As part of its broader effort to restore financial sector discipline and unwind COVID-19-era relief measures, the Central Bank of Nigeria (CBN) has directed all banks to submit a Capital Restoration Plan (CRP) within 10 working days after the end of each financial quarter, starting with June 30, 2025.
In a circular released on the CBN’s website and signed by the Director of Banking Supervision, Dr. Olubukola Akinwunmi, the apex bank outlined new compliance requirements designed to return the banking system to full prudential and regulatory alignment. The CRPs are expected to detail how each bank plans to address any capital shortfalls and restore compliance with CBN guidelines.
According to the directive, banks must include in their plans specific strategies such as:
- Cost-reduction initiatives
- Asset quality improvement measures
- Risk transfer mechanisms
- Adjustments to long-term business models and strategy
The CBN emphasized that these steps are part of a transitional framework aimed at supporting financial institutions while phasing out the regulatory forbearance policies introduced during the COVID-19 crisis. The goal, the circular noted, is to ensure macroeconomic and financial system stability while helping banks return to sound risk management and capital adequacy.
As part of this transition, the CBN formally announced the termination of all COVID-19-era waivers and relaxations on Single Obligor Limits (SOL), effective June 30, 2025. This move, according to the circular, is intended to reintroduce risk sensitivity into credit classification, provisioning, and overall lending practices.
In a bid to aid banks with the clean-up of their balance sheets, the apex bank also temporarily waived the requirement that fully provisioned loans be retained for one year before being written off. This change is expected to accelerate the reduction of non-performing loans (NPLs) across the sector.

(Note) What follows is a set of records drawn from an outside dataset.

PR #3124, opened 2025-09-29
ui: add new aggregates page plugin

LalitMaganti:
Add complete aggregates page plugin for displaying pprof aggregate profile data.
Register plugin in default plugins and provide full UI implementation.


ui/src/plugins/dev.perfetto.AggregatesPage/styles.scss
```diff
@@ -0,0 +1,80 @@
...
+  }
+}
+
+// Remove padding from popups containing explanation callouts
+.pf-popup:has(.pf-aggregates-page__page-explanation),
+.pf-popup:has(.pf-aggregates-page__view-explanation) {
+  .pf-popup-content {
+    padding: 0;
+  }
+}
```
stevegolton: These borders on these popups don't look quite right (see screenshot). What benefit does having the callout in there acheive?

Image

ui/src/plugins/dev.perfetto.AggregatesPage/index.ts
```diff
@@ -0,0 +1,252 @@
...
+export default class implements PerfettoPlugin {
+  static readonly id = 'dev.perfetto.AggregatesPage';
+
+  private state: AggregatesPageState = {
+    selectedScope: undefined,
+    availableScopes: [],
+  };
+  private readonly onStateUpdate = (update: AggregatesPageState): void => {
+    this.state = update;
+    m.redraw();
```
stevegolton: I feel like you shouldn't need any of the redraws on this page, but maybe something has gone wrong in one or more of the widgets?

ui/src/plugins/dev.perfetto.AggregatesPage/aggregates_page.ts
```diff
@@ -0,0 +1,398 @@
...
+        ),
+        m(
+          StackFixed,
+          m(
+            Popup,
+            {
+              trigger: m(Button, {
+                label: 'About page',
+                icon: 'help',
+                compact: true,
```
stevegolton: I feel like this button could be full size?

ui/src/plugins/dev.perfetto.AggregatesPage/aggregates_page.ts
```diff
@@ -0,0 +1,398 @@
...
+              onChange: (shouldOpen: boolean) => {
+                this.setExplanationVisible('page', shouldOpen);
+              },
+            },
+            m(
+              Callout,
+              {
+                icon: 'help',
+                dismissible: true,
+                onDismiss: () => this.setExplanationVisible('page', false),
```
stevegolton: The popup open/closed states seem to get out of sync when using the dismiss button for some reason. I.e. if you close the popup using the dismiss button, it takes two clicks to make the popup re-appear. This could well be down to a bug in Popup however.

ui/src/plugins/dev.perfetto.AggregatesPage/aggregates_page.ts
```diff
@@ -0,0 +1,398 @@
...
+        m(
+          StackAuto,
+          m(TabStrip, {
+            className: 'pf-aggregates-page__tabs',
+            tabs: [
+              {
+                key: 'flamegraph',
+                title: 'Flamegraph',
+                rightIcon: m(
+                  Popup,
```
stevegolton: Could this be a tooltip instead?

ui/src/plugins/dev.perfetto.AggregatesPage/aggregates_page.ts
stevegolton, line 1: In general I think the popups are a bit of an assault on the senses when first opening the page.

Also if you click anywhere they both disappear. For example, clicking on the dismiss button of one popup makes the other popup also disappear. I think you might need to control the popups entirely using button onclick callbacks to open/close the popup or you might be able to avoid this by setting the popup `closeOnOutsideClick` and `closeOnEscape` props to false.

stevegolton (approved):
Looks great! Left a few UX related comments, but this is pretty epic in general!

ui/src/plugins/dev.perfetto.PprofProfiles/index.ts
```diff
@@ -0,0 +1,158 @@
...
+      href: '#!/pprof',
+      icon: 'analytics',
+    });
+    trace.onTraceReady.addListener(async () => {
+      const hasAnyTracks = trace.workspaces.all[0].flatTracks.length > 0;
+      // TODO(lalitm): it's really bad that we're unconditionally navigating
+      // to the pprof page: really we should check if the user has not already
+      // set a page and then only navigate if no page is set. However:
+      //  a) no API exists for checking the current page
+      //  b) there is already some code in UI load time which navigates
```
stevegolton, line 58: This is technically not the case any more, but a) still stands. Not a problem for this PR just thought I'd mention it.

stevegolton (approved):
LGTM!

ui/src/plugins/dev.perfetto.PprofProfiles/index.ts
LalitMaganti: I think even after your CL, this is true. Here's why:
1) you go to ui.perfetto.dev and load trace
2) the code in load_trace runs and because you don't have a page, it sets it to viewer page
3) this code runs, see you already navigated to a page and doesn't do anything.

PR #3126, opened 2025-09-29
protozero: add iterator which can deal with both packed/unpacked fields

LalitMaganti:
This CL introduces a new wrapper class for cases where we need to
actually strictly adhere to the proto spec and deal with both packed and
non-packed fields in the same field. While no native Perfetto tools
writes protos like this, it is the case that we cannot control all the
protos we parse.

For example, pprofs have a few repeated fields which are inconsistent in
how their writers write them. To that end, make it possible to parse
both.


include/perfetto/protozero/proto_decoder.h
```diff
@@ -267,6 +272,61 @@ class PackedRepeatedFieldIterator {
...
+
+  // Constructor taking a packed iterator
+  explicit UnifiedRepeatedFieldIterator(PackedIterator iter)
+      : iter_(std::move(iter)) {}
+
+  // Constructs an invalid iterator.
+  UnifiedRepeatedFieldIterator() : iter_(RegularIterator()) {}
+
+  explicit operator bool() const {
+    if (std::holds_alternative<RegularIterator>(iter_)) {
```
primiano: note that you could avoid one branch here, as internally get_if already does a branch (because returns null if you hold it wrong),
so this could be like:

if (auto* r = std::get_if<RegularIterator>(&iter_))
  return static_cast<bool>(*r);
return static_cast<bool>(*std::get_if<PackedIterator>(&iter_));


same below everywhere

or technically you could even just std::visit to keep everything more compact

return std::visit([](auto& it){ return static_cast<bool>(it); }, iter_);

I checked with godbolt with a minified version and emits very miminmal code with only one branch: https://godbolt.org/z/5jzsarKPz

primiano (commented):
LGTM but i'd use std::visit tbh

PR #3130, opened 2025-09-29
ui: fix nullable durations in long battery tracing plugin

LalitMaganti:


ui/src/components/tracks/slice_track.ts
stevegolton, line 198: Why is this change in here? It was part of my other PR #3128

stevegolton, line 228: And this change? Whats going on?

PR #3135, opened 2025-09-29
tp: Add JSONWriter.

altimin:
Add JSON writer and tests in preparation for using it in arg printing logic (where we need tighter control over the order of arguments), as well as preparing to replace jsoncpp in the trace processor.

Furthermore, the CBN has temporarily lifted regulatory caps on the recognition of Additional Tier 1 (AT1) capital in the calculation of banks’ Capital Adequacy Ratio (CAR). This waiver will be in effect from June 30, 2025, to March 31, 2026, giving banks greater flexibility to strengthen their capital positions during the transition period.
However, the CBN made it clear that this temporary relief should not be seen as a replacement for the broader bank recapitalisation programme announced in March 2025. That initiative, still in progress, remains central to the apex bank’s long-term vision for a stronger, more resilient banking system.
This latest directive is expected to place banks under increased pressure to fine-tune their operations, bolster risk management frameworks, and ensure sustainable compliance with regulatory capital standards in the post-pandemic era.